== Segment start ==

PR #5133, opened 2026-07-20
Enhanced inter mode cache reuse

leolzhao:
Reuse model RD when one of the following conditions are met.

- Current mode is the same as the cached mode and at least one of the reference frame is the same as the cached one

- All the reference frames is the same as the reference frame of the cached mode

Otherwise, skip processing current mode or reference frame

STATS_CHANGED

Results are tested on top of 6e71b0c85924e61d9 with cpu-used = 1.
```
| A1      | 0.03% | -0.05%  | 0.00% | 0.03% | 97.8%    | 100%   |
| A2      | 0.03% | 0.41%   | 0.13% | 0.05% | 96.6%    | 100%   |
```

### DIFF
--- a/av2/encoder/rdopt.c
+++ b/av2/encoder/rdopt.c
@@ -7491,12 +7491,30 @@ static INLINE int is_mode_intra(PREDICTION_MODE mode) {
   return mode < INTRA_MODE_END;
 }
 
+// Check whether one of the reference frames are the same as that of the cached
+// mode
+static INLINE int is_ref_frame_same_as_cache(
+    const MB_MODE_INFO *cached_mi2, const MV_REFERENCE_FRAME *ref_frame,
+    int this_mode_is_single) {
+  const int cached_mode_is_single = is_inter_singleref_mode(cached_mi2->mode);
+  if (ref_frame[0] == cached_mi2->ref_frame[0]) return 1;
+  if (!cached_mode_is_single && (ref_frame[0] == cached_mi2->ref_frame[1]))
+    return 1;
+  if (!this_mode_is_single) {
+    if (ref_frame[1] == cached_mi2->ref_frame[0]) return 1;
+    if (!cached_mode_is_single && (ref_frame[1] == cached_mi2->ref_frame[1]))
+      return 1;
+  }
+  return 0;
+}
+
 // Reuse the prediction mode in cache.
 // Returns 0 if no pruning is done, 1 if we are skipping the current mod
 // completely, 2 if we skip compound only, but still try single motion modes
 static INLINE int skip_inter_mode_with_cached_mode(
-    const AV2_COMMON *cm, const MACROBLOCK *x, PREDICTION_MODE mode,
+    const AV2_COMP *cpi, const MACROBLOCK *x, PREDICTION_MODE mode,
     const MV_REFERENCE_FRAME *ref_frame) {
+  const AV2_COMMON *const cm = &cpi->common;
   const MB_MODE_INFO *cached_mi = x->inter_mode_cache[0];
 
   // If there is no cache, then no pruning is possible.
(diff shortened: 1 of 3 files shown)


av2/encoder/rdopt.c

== Segment end ==

**EXERCISE OBJECTIVE:** Would you please copy each line of the listing that contains the word "static"?

**RESPONSE TO THIS TASK:**
@@ -7491,12 +7491,30 @@ static INLINE int is_mode_intra(PREDICTION_MODE mode) {
+static INLINE int is_ref_frame_same_as_cache(
 static INLINE int skip_inter_mode_with_cached_mode(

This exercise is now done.